• [Work order] Go through the listing and count the lines with "supports" in them; write only the number.

• [Exercise materials]
Issue #934, opened 2022-09-21
Possible contribution: LOLA 


axelbr:
Hi, 
I am planning to contribute a JAX implementation of [Learning with Opponent-Learning Awareness" (Foerster et al.)](https://arxiv.org/abs/1709.04326) if no one currently works on it and if it is still appreciated (I noticed it was mentioned in your call for contributions list).

I just wanted to check before starting to implement it :slightly_smiling_face:

lanctot:
Nice!! Absolutely welcome, would love to see it. 

Nobody is currently working on it to the best of our knowledge.

lanctot:
@axelbr this is very cool!!

Yes, please do make a PR and we can have more discussion there. In the post, please also include these graphs as well. Thanks.. this will make a wonderful addition to OpenSpiel!

lanctot:
Closing this thread as the PR is mow submitted. Thanks!

Issue #843, opened 2022-05-23
Call for New Games


lanctot:
Hi all, 

I'm starting a thread to collect requests for new games and plans for upcoming games. We will keep this updated as new games get released, and as requests come in (please feel free to comment on this thread to add a request). 

Games we would like to add to OpenSpiel:

- Ant foraging on a grid
- Capture-the-Flag on a gridworld (or other team adversarial games)
- [Chinese Checkers](https://en.wikipedia.org/wiki/Chinese_checkers)
- [Chinese Chess](https://en.wikipedia.org/wiki/Xiangqi) (see https://github.com/deepmind/open_spiel/issues/802)
- [Chinese Dark Chess](https://en.wikipedia.org/wiki/Banqi)
- [Mahjong](https://en.wikipedia.org/wiki/Mahjong)
- Pursuit-evasion game played on a graph or grid
- [Shogi](https://en.wikipedia.org/wiki/Shogi)

Implementing one of these games is a great way to get involved with contributing to OpenSpiel. If you would like to volunteer to implement one, please contact us and let us know as we might already be working on them. 

Games that have been added since posting this thread:
- [2048](https://en.wikipedia.org/wiki/2048_(video_game)) (Thanks @Jazeem. PR now merged: https://github.com/deepmind/open_spiel/pull/894)
- Checkers (thanks @Jazeem! PR now merged: https://github.com/deepmind/open_spiel/pull/861)
- Euchre (thanks @jhtschultz! Added in https://github.com/deepmind/open_spiel/commit/a3dbb1b7483b3b02077a92bb3a84389907afb79b)
- Mancala (Kalah) (thanks @Jazeem! see https://github.com/deepmind/open_spiel/pull/841)
- [Nim](https://en.wikipedia.org/wiki/Nim) (thanks @acforvs! PR merged: https://github.com/deepmind/open_spiel/pull/868)
- Phantom Go (thanks @Syor! PR now merged: https://github.com/deepmind/open_spiel/pull/867)
- [Dou dizhu](https://en.wikipedia.org/wiki/Dou_dizhu): (Thanks @rezunli96! PR merged: https://github.com/deepmind/open_spiel/pull/969)
- [Mensch-Ärgere-Dich-Nicht](https://en.wikipedia.org/wiki/Mensch_%C3%A4rgere_Dich_nicht) (Thanks @thorsten-j ! PR merged: https://github.com/deepmind/open_spiel/pull/915)
[...]

PR #1046, opened 2023-03-24
Opponent Shaping in JAX

axelbr:
Hi there!
Following up on #934, I finished the experiments for the LOLA-DiCE implementation. I tried to reproduce the results from the [DiCE paper ](https://arxiv.org/abs/1802.05098) (Figure 5). The results look somewhat consistent with the paper and the DiCE implementation seems to be working. I am not sure about the original LOLA implementation, however, the results in the [original paper](https://arxiv.org/abs/1709.04326) also seem to deviate from the results reported in the DiCE paper.

Please have a look at the experiment report: [Report from Weights and Biases](https://api.wandb.ai/links/axelbr/i4zv2l5x).

Looking forward to your comments!


lanctot:
Very nice! Thanks @axelbr , this is a great addition!

It's the end of the week so we'll take a closer look next week.

lanctot:
I noticed one of your commits had removing unfinished coin game? Is the one we have not usable as the one from the LOLA-DICE paper? If not, I wonder if we can generalize it, or add the one you had started to the [call for new games](https://github.com/deepmind/open_spiel/issues/843) list.

lanctot:
Can you add the `opponent_shaping_jax_test.py` to the python/CMakeLists, here: https://github.com/deepmind/open_spiel/blob/f7a43409f35921b7486ef76387e0947520add04f/open_spiel/python/CMakeLists.txt#L254  so that the test is triggered on the Github Actions CI ?

lanctot (changes requested):
Also, can you add Opponent Shaping to the list of algorithms in docs/algorithms.md?

open_spiel/python/jax/opponent_shaping_jax_test.py
```diff
@@ -0,0 +1,144 @@
...
+# Unless required by applicable law or agreed to in writing, software
+# distributed under the License is distributed on an "AS IS" BASIS,
+# WITHOUT WARRANTIES OR CONDITIONS OF ANY KIND, either express or implied.
+# See the License for the specific language governing permissions and
+# limitations under the License.
+"""Tests for open_spiel.python.jax.lola."""
+import typing
+from typing import Tuple
+
+import distrax
```
lanctot, line 18: Ah, I think we'll also need to add distrax to [this line](https://github.com/deepmind/open_spiel/blob/f7a43409f35921b7486ef76387e0947520add04f/open_spiel/scripts/python_extra_deps.sh#L27) for this to run on CI

lanctot (changes requested):

axelbr:
> It's the end of the week so we'll take a closer look next week.

Ok, looking forward to hear from you! Have a nice weekend. 

> I noticed one of your commits had removing unfinished coin game? Is the one we have not usable as the one from the LOLA-DICE paper? If not, I wonder if we can generalize it, or add the one you had started to the [call for new games](https://github.com/deepmind/open_spiel/issues/843) list.

Yes. I wanted to replicate the same results and therefore based this env on the one I found [here](https://github.com/alexis-jacq/LOLA_DiCE). I think that there were some subtly differences in the implementation of the game compared to the version they mentioned in the paper. Furthermore, I found that having an environment that supports vectorization greatly reduced the runtime of my experiments when compared to the default games. I also added a custom matrix games environment which is by default vectorized by using numpy's shape broadcasting.

open_spiel/python/jax/opponent_shaping_jax_test.py
axelbr: I just made the requested changes and pushed a commit.

lanctot:
Ok, great. Thanks... yeah we need to support vectorized environments. It's been requested a few times and been on the TODO list for some time now. This PR should be imported before the next release (probably early May) so we can announce it in the release notes, but maybe a vectorized enviornment is something we should work on for the release after that. Actually, in addition to the Call for New Games, we should have a thread to track these new things in case people are looking for a way to contribute. I think I'll post one in the coming weeks.

lanctot:
Nope, I mean cpplint :) Which supports Google's Python style. It needs to be Google's specific style, which is the one cpplint uses. :)

axelbr:
Hmm..
According to the [cpplint](https://pypi.org/project/cpplint/) package documentation, this tool is only for checking cpp files. It also complains when I try to use it on python files ("`Ignoring ... .py, not a valid file name (h, c, hh, cc, ...)`"). When I explicitly specify .py extensions, it will lint it but it gives me wrong warnings (e.g.: Use `||` instead of `or`).
Furthermore, Google products like [Tensorflow](https://github.com/tensorflow/tensorflow/blob/940d8afc743598870cb6cc3f403587773ae17052/.github/workflows/pylint-presubmit.yml#L47) and [JAX](https://github.com/google/jax/pull/1442) use pylint apparently.

If I am really wrong, could you please give me a hint on how to use cpplint for python files?

lanctot:
Sorry! You are indeed correct, I misunderstood a previous conversation.

It is indeed pylint with the Google pylintrc obtained here: https://google.github.io/styleguide/pyguide.html

Apologies for the confusion!

lanctot:
Hi @axelbr, there will be a delay as I am now on holiday for two weeks. I will reply again after April 15th.

open_spiel/python/jax/opponent_shaping.py
```diff
@@ -0,0 +1,984 @@
...
+      },
+      critic_params=deepcopy(train_state.critic_params),
+      critic_opt_states=deepcopy(train_state.critic_opt_states),
+    )
+    return train_state, {'loss': loss}
+
+  return update
+
+
+class OpponentShapingAgent(rl_agent.AbstractAgent):
```
lanctot, line 536: This is defining an OpenSpiel agent. Do you know if it runs in the general case, e.g. can two opponent shaping agents play tic-tac-toe in self-play?

I ask only because the examples seem to use the vectorized iterated matrix games, and I am curious if you tested on any sequential games.

axelbr: > Hi @axelbr, there will be a delay as I am now on holiday for two weeks. I will reply again after April 15th.

Ok, no problem. Have a nice holiday.



> This is defining an OpenSpiel agent. Do you know if it runs in the general case, e.g. can two opponent shaping agents play tic-tac-toe in self-play?

Yes. In fact, I use the regular repeated matrix games in the unit tests.

axelbr: I did not try it on other games than repeated matrix games though.

lanctot: It's ok. Just please document in the header of the opponent_shaping.py (and as a note inalgorithms.md) that it currently only works for simultaneous move games

axelbr: Ok, I added the info to both files.

lanctot:
Looks like there is a merge conflict now with algorithms.md, can you pull the most recent changes from master and push the merge commit?

lanctot:
> Ok, I linted and reformatted the files according to the suggested style guide.

Hi @axelbr, I still see over ~30 linting errors upon import. Did you use pylint with the Google pylintrc found here? https://google.github.io/styleguide/pyguide.html

axelbr:
Somehow I did not get linter hints from my IDE for the `iterated_matrix_game.py` file. All the issues were due to this file. I fixed it now. 
I also updated the `requirements.txt` file for the example, because JAX has changed the installation procedure.

lanctot:
> Somehow I did not get linter hints from my IDE for the `iterated_matrix_game.py` file. All the issues were due to this file. I fixed it now. I also updated the `requirements.txt` file for the example, because JAX has changed the installation procedure.

I am still getting a lot of linter errors. Are you sure you used the Google pylintrc?

axelbr:
Yes. Here is my workflow:
1. Download [pylintrc](https://google.github.io/styleguide/pylintrc).
2. Running those commands:
`pylint --rcfile pylintrc open_spiel/python/jax/opponent_shaping.py`
`pylint --rcfile pylintrc open_spiel/python/jax/opponent_shaping_jax_test.py`
`pylint --rcfile pylintrc open_spiel/python/environments/iterated_matrix_game.py`
`pylint --rcfile pylintrc open_spiel/python/examples/opponent_shaping/lola_iterated_matrix_games_jax.py`

Each of the checks passes with a score 10/10 without any issues.

lanctot:
Strange, there were still many errors internally. I fixed them all manually.. you can see all the changes in the commit when this is merged on Monday. I am surprised to find that the Google style pylintrc differs from our internal style requirements. I'll look into that.

axelbr:
> Strange, there were still many errors internally. I fixed them all manually.. you can see all the changes in the commit when this is merged on Monday. I am surprised to find that the Google style pylintrc differs from our internal style requirements. I'll look into that.

Ok, I am sorry for the trouble you had with my files. Would it be an option to add the pylintrc file you are using to the repository? 
Anyways, thanks for adapting the files and merging :slightly_smiling_face:

lanctot:
No worries.. I _was_ 98% sure that the Google pylintrc matched the one we use internally... since.. well, it's Google's :) 

I'll look into it and adjust accordingly. Thanks again for the contribution!

PR #1054, opened 2023-04-17
InfostateTree python bind.

maichmueller:
This PR would bring bindings for the infostate tree class to the python module pyspiel. 

The following classes would be bound by this PR:

InfostateTree
InfostateTreeNode
InfostateNodeType (enum)

TreeplexVector< double >
LeafVector< double >
DecisionVector< double>

TreeplexVector< py::object >
LeafVector< py::object >
DecisionVector< py::object >

SequenceId
DecisionId
LeafId

Range< SequenceId >
Range< DecisionId >
Range < LeafId >

kUndefinedDecisionId (constant)
kUndefinedLeafId (constant)
kUndefinedSequenceId (constant)
kDummyRootNodeInfostate (constant)
kFillerInfostate (constant)


maichmueller:
I attempted the binding, but might be missing some details. For one, I am unable to test my bound classes in a local installation in developer mode, since I am unable to import the bindings from pyspiel. I would need help in understanding what part of the process I might have left out.

Once I can verify the bindings exist in the python module I will add to the python test.

I have also been unsure with how to bind the InfostateNode class correctly, since it doesn't have a public constructor and is constructed only by the tree. Since the tree exposes the nodes to the client, I exported the node class as well.  I opted to go for a std unique ptr mock as smart holder which does not manage the lifetime but acts like one (yet remains being copyable).

lanctot:
Going through some very old PRs. Not sure why we never imported this. @maichmueller can you merger changes from master or resubmit?

maichmueller:
Hi @lanctot, I just rebased the branch back onto current master and updated the python test file location to work the new cmake style for tests. 

Note that I also reworked the previous holder semantics for the node owned by the InfostateTree class. Previously, a user would have had to keep a python handle on the tree alive somewhere so that nodes dont silently disappear. Now, the nodes use aliasing shared ptrs to co-own their tree. This should ensure that the tree stays alive as long as any node is still held onto.

lanctot:
Ok #1074 has been merged into master, can you please pull change and submit a merge to this branch?

maichmueller:
@lanctot, rebased and exposed the new args in infostate tree. Also made the optional args (max move limit, store_all_world_states) kw-args only, since a positional swap error already came up in my own tests. Should avoid some users getting bit by this.

PR #1061, opened 2023-04-29
pybind11 for win32

Chersophyte:
UCI bot is not supported in Windows. But the python bindings are still trying to include it.


lanctot:
Thanks!

Issue #999, opened 2023-01-20
allow python subclasses of pyspiel.Policy


VitamintK:
It would be nice if we could subclass pyspiel.Policy, and then pass those policies to pyspiel functions which expect pyspiel.Policys.

So something like this:

```
import pyspiel
class PolicySubclass(pyspiel.Policy):
    def __init__(self, game):
        pyspiel.Policy.__init__(self)
   def get_state_policy_from_state(self, state, player):
       ...
   def get_state_policy_from_infostate_string(self, infostate_string):
      ...
```

Currently, trying to do so throws an error `__init__ must be called when overriding __init__` (https://github.com/pybind/pybind11/pull/2152), presumably because `Policy` has no constructor defined in `policy.h`. It looks like `Game` had the same issue, so a "trampoline class" was defined in `open_spiel/python/pybind11/python_games.h`. Would a similar solution should work for `Policy`?

lanctot:
From a quick read of the thread it seems like the trampoline class was needed because Game is not default constructible. 

I wonder if we can just add an empty constructor in this case. @elkhrt, do you know?

elkhrt:
This would be a great contribution! You'll still need a trampoline class, but the overall setup should be a lot simpler than with `Game`. There's an overview of the necessary setup here: https://pybind11.readthedocs.io/en/stable/advanced/classes.html

lanctot:
This is quite old, seems abandoned. @VitamintK please feel free to re-open if you ever get to this.

PR #1062, opened 2023-05-01
Add trampoline to Policy for python subclasses

maichmueller:
Solves #999


lanctot:
Thanks!

open_spiel/python/tests/policy_test.py
```diff
@@ -50,6 +50,56 @@
 ]
 
 
+class DerivedPolicyTest(absltest.TestCase):
+    def test_derive_from_policy(self):
+        try:
```
elkhrt, line 55: You don't need this try/except/fail block - the exception will cause the test to fail anyway.

open_spiel/python/tests/policy_test.py
```diff
@@ -50,6 +50,56 @@
...
+            # equivalent to:
+            # class DerivedPolicy(pyspiel.Policy):
```
elkhrt, line 57: This would be much clearer; is there any reason not to use it?

open_spiel/python/tests/policy_test.py
```diff
@@ -50,6 +50,56 @@
...
+                    'action_probabilities': lambda this, state: {0: 0.1, 1: 0.9},
+                    'get_state_policy': lambda this, istate: {10: 0.9, 11: 0.1}
+                }
+            )
+        except KeyboardInterrupt:
+            # we don't silently ignore keyboard interrupts
+            raise
+        except Exception as e:
+            # deriving from policy failed. Report the exception.
+            self.fail(f"Exception raised: {e}")
```
elkhrt, line 77: Can delete this

open_spiel/python/tests/policy_test.py
```diff
@@ -50,6 +50,56 @@
...
+        )
+        self.assertEqual(
+            policy.get_state_policy("some infostate"),
+            {10: 0.9, 11: 0.1}
+        )
+        try:
+            policy.serialize()
+        except RuntimeError as e:
+            # we expect this to fail as we didn't implement serialize() in the derived class.
+            pass
```
elkhrt, line 99: `with self.assertRaises(RunTimeError):`

open_spiel/python/pybind11/python_policy.h
```diff
@@ -0,0 +1,49 @@
+
+#ifndef OPEN_SPIEL_PYTHON_POLICY_H
+#define OPEN_SPIEL_PYTHON_POLICY_H
+
+#ifndef SINGLE_ARG
+   #define SINGLE_ARG(...) __VA_ARGS__
+#endif
```
elkhrt, line 7: Can we confine this to .cc files only?

elkhrt (changes requested):
Looks good - thank you!

open_spiel/python/tests/policy_test.py
maichmueller: I wasn't sure whether `class` statements may be parsed by Python at an earlier stage than execution, so I just opted for `type` which I knew to be dynamic. Changed it to the clearer declaration.

open_spiel/python/tests/policy_test.py
maichmueller: I wasn't sure whether class statements may be parsed by Python at an earlier stage than execution, so I just opted for type which I knew to be dynamic. Changed it to the clearer declaration.

open_spiel/python/pybind11/python_policy.h
maichmueller: whoops, this was supposed to be in the .cc anyway

open_spiel/python/tests/policy_test.py
```diff
@@ -52,33 +52,17 @@
 
 class DerivedPolicyTest(absltest.TestCase):
```
elkhrt, line 53: It would also be good to add a test that the derived policy can be used from C++ code.

maichmueller:
One thing to take note of is that I changed
```
      .def("action_probabilities",
           (std::unordered_map<Action, double>(open_spiel::Policy::*)(
               const open_spiel::State&) const) &
               open_spiel::Policy::GetStatePolicyAsMap)
      .def("get_state_policy_as_map",
           (std::unordered_map<Action, double>(open_spiel::Policy::*)(
               const std::string&) const) &
               open_spiel::Policy::GetStatePolicyAsMap);
```

to
```
        .def(
            "action_probabilities",
            py::overload_cast< const State& >(&Policy::GetStatePolicyAsMap, py::const_),
            py::arg("state"),
            ...
         )
         .def(
            "action_probabilities",
            py::overload_cast< const std::string& >(&Policy::GetStatePolicyAsMap, py::const_),
            py::arg("info_state"),
            ...
         )
```

i.e. the function `get_state_policy_as_map` is gone on the function side and now just an overload of `action_probabilities`. I find this interface clearer, but understand that it may incur some interface breaking changes for some users and should be communicated if you don't want the change reverted.

open_spiel/python/tests/policy_test.py
maichmueller: Should be no problem. Is there a simple (c++) function or class in the codebase that accepts a Policy pointer and can be called from python?

Would this be enough?

```
def test_cpp_policy_from_py(...):

     class DerivedPolicy(pyspiel.Policy):
            ...

     policy_obj = DerivedPolicy()

     that_one_pybound_cpp_func(policy_obj, potential_other_args_needed)
```

lanctot:
Yes please revert that change to the python API `get_state_policy_as_action_map`. We are consistently choosing names that match the C++ API, and cosmetics is mot a good enough reason to make backward-incompatible change.

lanctot:
Oh wait, it was already inconsistent before? Nevermind. :) If this works, it is fine by me.

maichmueller:
Yes, it was inconsistent before so I chose to go with the first name. I can also align the python name of the overload to the c++ name, i.e. `get_state_policy_as_action_map`, to adhere to the naming pattern if you prefer that?

lanctot:
Nah I spoke to soon. What you chose is the better name, let's stick with that.

open_spiel/python/tests/policy_test.py
maichmueller: added the test with calls for each method. It revealed that I had to actually use PYBIND11_OVERRIDE_NAME to get the correct calls from c++ as well!

elkhrt (approved):
LGTM - thanks for the PR

maichmueller:
Done. @elkhrt Please have another look at those changes to verify if this is all correct .

elkhrt (approved):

• [Expected answer] 2